A la vista de las investigaciones antropológicas modernas, la posición que parece más correcta es la de que la producción y reproducción son igualmente importantes en delimitar el curso de la evolución sociocultural y que en una forma equiparable cada una es la causa de la otra. La reproducción origina una presión demográfica (costos fisiológicos y psicológicos tales como la malnutrición y la enfermedad) que conduce a la intensificación y disminución del rendimiento y al agotamiento irreversible del medio ambiente. Y lo que es más, tales presiones pueden sentirse incluso cuando la población no está aumentando, si los estándares de vida son bajos y los medios usados para mantener la población en un bajo nivel son por sí mismos costosos (como, por ejemplo, el infanticidio y el aborto —véase más adelante—). Así, mientras la producción limita el crecimiento de la población, la presión demográfica proporciona la motivación para salvar tales límites.
La presión demográfica introduce un elemento de inestabilidad en todas las culturas humanas. Esta inestabilidad a menudo interacciona con fuentes naturales de inestabilidad (llamadas «perturbaciones»), tales como cambios en las corrientes oceánicas, avances y retrocesos de glaciares continentales, todo lo cual produce cambios en gran escala en las formas de producción.

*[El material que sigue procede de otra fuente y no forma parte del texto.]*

PR #10494, opened 2022-01-21
feat(upgrade): run migrations from upgrade cli

### LINKED ISSUE #10466: Add ability to run codemods to `@carbon/upgrade`

tay1orjones:
Closes #10466

This PR updates the `@carbon/upgrade` CLI to be able to run one or more `migrations` as part of an upgrade flow. These `migrations` contain a `migrate` function that can run jscodeshift codemods.

The following is now possible:
- `@carbon/upgrade`: upgrade and run all available migrations for a given upgrade
- ~`@carbon/upgrade migrate`: prompt a list of all available migrations, select one to run~ removed based on feedback
- `@carbon/upgrade migrate list`: list all available migrations
- `@carbon/upgrade migrate <migration-name>`: run a specific migration

#### Changelog

**New**

- Provide new `migrate` command to run and list individual migrations
- ~Add a new `imports-to-unified-package.js` codemod to rewrite imports from `carbon-components-react` to `@carbon/react`~ moved to https://github.com/carbon-design-system/carbon/pull/10523

**Changed**

- Modify the upgrade flow to run all available migrations for a given upgrade flow by default
- Move `transforms` from `codemods` package to live within the `upgrade` package

**Removed**

- Remove `codemods` package

#### Testing / Reviewing

- Try out the CLI locally by:
  - Pulling down this PR
  - Run `cd packages/upgrade`
  - Run `yarn build` to build the CLI
  - Run `cd fixtures/sample-project` to use our sample project fixture
  - Run `../../bin/carbon-upgrade.js --help` to verify the CLI is up-and-running
  - Take a look at the options / capabilities of what's there to see if it makes sense
  - Run `../../bin/carbon-upgrade.js` and choose an upgrade path. Verify the CLI runs all the available migrations for that upgrade path. In the case of `v11: carbon-components`, two stub migrations should be called and log out to the console.
  - Run `../../bin/carbon-upgrade.js migrate list` to see a list of migrations should be shown
  - ~Run `../../bin/carbon-upgrade.js migrate` to see a prompt of migrations should be shown allowing a single selection~ removed based on feedback


joshblack:
Was thinking about this the other day, one thing that could simplify our upgrade paths is that we blanket run migrations associated with the upgrade (in this case we would not prompt users to select migrations).

For those who would like to select a specific migration, we could have a `migrate` command that is like:

- `@carbon/upgrade migrate list`, list all available migrations
- `@carbon/upgrade migrate <name>`, run the migration with the given name

tay1orjones:
@joshblack Great point! Having to navigate through the upgrade flow to run a migration is cumbersome.

I just pushed an update to run all migrations with an upgrade, and provide separate `migrate` commands to run migrations individually.

packages/upgrade/src/commands/migrate.js
```diff
@@ -0,0 +1,172 @@
...
+
+  const { cwd } = options;
+  const migrations = upgrades
+    .filter((upgrade) => {
+      return upgrade.migrations && upgrade.migrations.length > 0;
+    })
+    .map((upgrade) => {
+      return upgrade.migrations;
+    })
+    .flat();
```
joshblack:
```suggestion
    .flatMap((upgrade) => {
      return upgrade.migrations;
    });
```

I think this will work as an alternative (just looking at it real quick)

packages/upgrade/src/commands/upgrade.js
```diff
@@ -90,6 +90,16 @@ export async function upgrade(options, availableUpgrades = []) {
...
     }
   }
+
+  const migrations = upgrade.migrations;
+  if (migrations && migrations.length > 0) {
+    for (const migration of migrations) {
+      logger.verbose('running migration: %s', migration.name);
+
+      // Run each migrate function sequentially/non-async
+      migration.migrate(workspace.directory);
```
joshblack:
```suggestion
      await migration.migrate(workspace.directory);
```

Does it make sense to run these in series as `async` chunks? In the case that something in the `migrate` function is async (like reading/writing files)

tay1orjones: @joshblack Yes, I'll also update the migrate command to do this as well

packages/upgrade/src/commands/migrate.js
tay1orjones: @joshblack Good eye, thanks!

packages/upgrade/package.json
```diff
@@ -14,8 +14,12 @@
   "bugs": "https://github.com/carbon-design-system/carbon/issues",
   "files": [
     "bin",
-    "cli.js"
+    "cli.js",
+    "transforms"
   ],
+  "installConfig": {
+    "hoistingLimits": "workspaces"
+  },
```
tay1orjones: This was added to ensure that `jscodeshift` is available in the local workspace's `node_modules`. By default yarn was hoisting it up to the root and `npm-which` couldn't find it for some reason. This only impacts this workspace and shouldn't impact other workspaces/packages.

packages/upgrade/src/cli.js
```diff
@@ -57,6 +62,34 @@ export async function main({ argv, cwd }) {
     })
   );
 
+  cli.usage('Usage: migrate').command(
```
joshblack: Not sure if this was intentional, but `usage()` is used to set the usage info for the cli as a whole versus a specific command.

As a result, this will overwrite the `Usage; $0 [options]` above.

joshblack:
```suggestion
  cli.command(
```

packages/upgrade/src/jscodeshift.js
```diff
@@ -0,0 +1,54 @@
...
+ */
+
+import which from 'npm-which';
+import spawn from './spawn';
+import path from 'path';
+
+let jscodeshift;
+
+function run(transformFileName, options) {
+  console.log(options);
```
joshblack: We should probably either remove this or add it at the verbose level

packages/upgrade/src/jscodeshift.js
```diff
@@ -0,0 +1,54 @@
...
+  if (!jscodeshift) {
+    jscodeshift = which.sync('jscodeshift', {
+      cwd: __dirname,
+    });
+  }
```
joshblack: My vote for finding the bin path would be to not change the workspace config for hoisting limits and find the bin path directly. Maybe something like:

```js
// tools/jscodeshift.js
import path from 'path';
import spawn from './spawn';

let _jscodeshift;

function getBinPath() {
  if (!_jscodeshift) {
    const directory = path.dirname(require.resolve('jscodeshift'));
    _jscodeshift = path.join(directory, 'bin', 'jscodeshift.js');
  }
  return _jscodeshift;
}

export async function run(options) {
  const { cwd, stdio = 'inherit', parser = 'babel', paths, transform } = options;
  const args = [
    paths,
    `-t=${transform}`,
    `--parser=${parser}`, 
    `--ignore-pattern=**/build/**`,
    `--ignore-pattern=**/dist/**`,
    `--ignore-pattern=**/es/**`,
    `--ignore-pattern=**/lib/**`,
    `--ignore-pattern=**/node_modules/**`,
    `--ignore-pattern=**/storybook-static/**`,
    `--ignore-pattern=**/umd/**`,
  ];

  if (options.print) {
    args.push('--print');
  }

  // Not sure what log level this would map to
  if (options.verbose) {
    args.push('-v');
  }

  if (options.dry) {
    args.push('--dry');
  }

  return await spawn(getBinPath(), args, {
    cwd,
    stdio,
  });
}

// Usage
import jscodeshift from './tools/jscodeshift';

async function command() {
  await jscodeshift.run({
    // options...
  });
}
```

packages/upgrade/src/spawn.js
```diff
@@ -0,0 +1,50 @@
+/**
+ * Copyright IBM Corp. 2019, 2019
+ *
+ * This source code is licensed under the Apache-2.0 license found in the
+ * LICENSE file in the root directory of this source tree.
+ */
+
+'use strict';
+
+import spawn from 'cross-spawn';
```
joshblack: We may be able to get away with `execa` now for promise support: https://www.npmjs.com/package/execa

packages/upgrade/.gitignore
```diff
@@ -1,2 +1,3 @@
 # Generated by `esbuild` using `yarn build`
 /cli.js
+/fixtures/sample-project/example-imports-to-unified-package.js
```
joshblack: What's going on with this file btw? I wasn't sure if it should be tracked or not

packages/upgrade/src/commands/migrate.js
```diff
@@ -0,0 +1,170 @@
...
+  if (selectedMigrations.length === 0) {
+    logger.info('No migrations selected');
+    return;
+  }
+
+  if (selectedMigrations.length > 0) {
+    for (const migration of selectedMigrations) {
+      await runMigration(migration, workspaces, options);
+    }
+  }
```
joshblack: How would you feel about dropping support for this branch? In other words, only support running `migrate list` or `migrate <name>`

packages/upgrade/src/commands/migrate.js
```diff
@@ -0,0 +1,170 @@
...
+}
+
+/**
+ * @param {Array<Migrations>} migrations
+ * @returns {<void>}
+ */
+function listMigrations(migrations) {
+  logger.info('Available migrations:');
+  for (const migration of migrations) {
+    logger.info('%s (%s)', migration.name, migration.description);
```
joshblack: UX nit:

```suggestion
    logger.log('\t- %s (%s)', migration.name, migration.description);
```

Could help to have a plain list without the `[info]` preamble

joshblack (changes requested):

packages/upgrade/.gitignore
tay1orjones: @joshblack The goal was that the file would be added, but then we wouldn't track any further changes to the file. So you could run codemods on it but never accidentally push an updated file containing the output of the codemod.

This doesn't work though. We could use git's `--skip-worktree` instead, but if the file is changed, `git pull` may fail and `git status` will show nothing has changed. Might be best to just comment in the file "don't commit changes to this file"?

packages/upgrade/src/commands/migrate.js
tay1orjones: Totally fine with me!

tay1orjones:
@joshblack Amazing suggestions, thank you! All have been addressed and feedback incorporated. `execa` works great, and getting the bin directly like you proposed was flawless ✨

tay1orjones:
I've removed the `imports-to-unified-package` codemod and put it in it's own PR based off of this PR, https://github.com/carbon-design-system/carbon/pull/10523

packages/upgrade/src/commands/migrate.js
```diff
@@ -0,0 +1,112 @@
...
+}
+
+/**
+ * @param {Array<Migrations>} migrations
+ * @returns {<void>}
+ */
+function listMigrations(migrations) {
+  logger.log('Available migrations:');
+  for (const migration of migrations) {
+    logger.log('\t- %s (%s)', migration.name, migration.description);
```
joshblack: Super small nit, I shouldn't have set `\t` earlier lol. It looks so funky

image


```suggestion
    logger.log('  - %s (%s)', migration.name, migration.description);
```

packages/upgrade/package.json
```diff
@@ -30,22 +31,20 @@
...
+    "build": "esbuild src/cli.js --bundle --platform=node --outfile=cli.js --target=node14 --external:jscodeshift",
     "clean": "rimraf cli.js",
     "watch": "yarn build --watch"
   },
   "devDependencies": {
     "chalk": "^4.1.1",
     "change-case": "^4.1.2",
-    "cross-spawn": "^7.0.3",
     "esbuild": "^0.14.10",
     "execa": "^5.1.1",
```
joshblack, line 42: @tay1orjones running into this issue when running a specific codemod:

image

I think this is because `execa` is specified as `^5.1.1` where it is treated as a default export versus a named export in v6+

joshblack (changes requested):

packages/upgrade/package.json
tay1orjones: Agh yeah - sorry this was from when I was looking at upping the dep to v6. Decided to keep it at v5 and forgot to change the usage. I'll push an update.

tay1orjones: @joshblack updated 👍

packages/upgrade/src/cli.js
```diff
@@ -42,8 +46,9 @@ export async function main({ argv, cwd }) {
       type: 'boolean',
     });
 
+  // $0: the default command
   cli.usage('Usage: $0 [options]').command(
-    '$0',
+    ['upgrade', '$0'],
     'upgrade your project',
     {},
     run(async (args) => {
```
joshblack, line 51: I think we'll need to update the options to include `TRANFORM_DIR`, running into a regression with the default command:

image

That points to:

image


I believe this is because `options.TRANSFORM_DIR` is not being piped through when going through the default path.

joshblack (changes requested):

packages/upgrade/src/cli.js
tay1orjones: @joshblack I just pushed an update to fix this. I think `TRANSFORM_DIR` really shouldn't be configurable as it's an internal static refection of where we locate the folder of transforms. 

I moved it to be defined directly where we need to use it, `upgrades.js`

joshblack (approved):
🎉 🚀

dakahn (approved):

Es esta combinación de presiones naturales y culturales, por ejemplo, la que podría ser responsable de la transición de los modos de producción del Paleolítico al Neolítico. Durante los últimos años del Paleolítico, los cazadores-recolectores cazaban grandes animales como caballos, renos, mamuts, bisontes y ganado salvaje. Hace aproximadamente 12.000 años, importantes cambios climáticos marcaron el final de la última glaciación continental. Como resultado, los bosques empezaron a reemplazar a las praderas en las cuales estos animales pastaban. A medida que disminuían los rebaños de grandes animales, los cazadores respondían a la presión demográfica intensificando sus esfuerzos en la caza. Debido a la combinación de cambios de clima y cazar en exceso, muchas especies de animales de caza mayor se extinguieron en el Nuevo y el Viejo Continentes (Martin, 1984). Entonces estos agotamientos y extinciones pusieron en marcha la adopción de nuevas formas de producción que implicaban el cultivo de plantas y la cría de animales (Mark Cohén, 1975,1977). Como veremos (Cap. 9. Ley, orden y guerra en las sociedades igualitarias), la presión demográfica también desempeñó un importante papel en el desarrollo de la guerra, la evolución del Estado (Cap. 10. La economía política del Estado) y en la aparición de la sociedad industrial.